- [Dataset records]
┄┄┄┄┄┄┄┄┄┄┄┄┄┄┄┄┄┄┄┄
PR #809, opened 2021-09-11
[#808][OCCA] Avoid verifying objects in destructors

### LINKED ISSUE #808: OCCA Backend Builds Operator to Destroy
See PR #806 

The OCCA backend currently checks the operator fields as part of destroying the operator. This doesn't really make any sense and it results in a CI failure in PR #806 

Offending code:
```C++
    int Operator::ceedDestroy(CeedOperator op) {
      delete Operator::from(op); // Is there a way to only delete this if its already been created?
      return CEED_ERROR_SUCCESS;
    }
```

It should be perfectly reasonable for a developer to create and then immediately destroy an operator as part of some incremental development process.

dmed256:
## Description

Destructors can be called on partial objects. Avoid building the full object during the destructor

Should close #808

### DIFF
--- a/backends/occa/ceed-occa-qfunction.cpp
+++ b/backends/occa/ceed-occa-qfunction.cpp
@@ -42,7 +42,7 @@ namespace ceed {
       ierr = CeedQFunctionGetData(qf, &qFunction);
       CeedOccaFromChk(ierr);
 
-      return qfunction;
+      return qFunction;
     }
 
     QFunction* QFunction::from(CeedQFunction qf) {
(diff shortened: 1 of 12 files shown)


backends/occa/ceed-occa-qfunction.cpp
```diff
@@ -30,17 +30,28 @@ namespace ceed {
...
       }
 
       int ierr;
-      QFunction *qFunction;
+      QFunction *qFunction = NULL;
 
       ierr = CeedQFunctionGetData(qf, &qFunction);
       CeedOccaFromChk(ierr);
 
+      return qfunction;
```
jeremylt, line 45:
```suggestion
      return qFunction;
```

jeremylt (approved):
Works in CI with the suggested change: https://gitlab.com/libceed/libCEED/-/jobs/1585697355

PR #810, opened 2021-09-13
Adjust cuda-gen launch to limit z dimension of thread block 

nbeams:
I was not thorough enough in my testing of #804.  In the case of low-order elements (e.g. linear elements in 3D), you can sometimes end up with such a small `threads_per_elem` that the new `BlockGridCalculate` function picks a size greater than the allowable thread block size for z.  With linear elements and applying a mass operator, it was trying to use 71, when the limit was 64.

This PR just adds the z-dimension limit as a parameter to `BlockGridCalculate` and checks the final `block[2]` value against it.


jedbrown (approved):
Thank you!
┄┄┄┄┄┄┄┄┄┄┄┄┄┄┄┄┄┄┄┄
- [Exercise details] In the records above, some lines may contain the word "jeremylt"; copy every one of them.

- [Reply]
jeremylt, line 45:
jeremylt (approved):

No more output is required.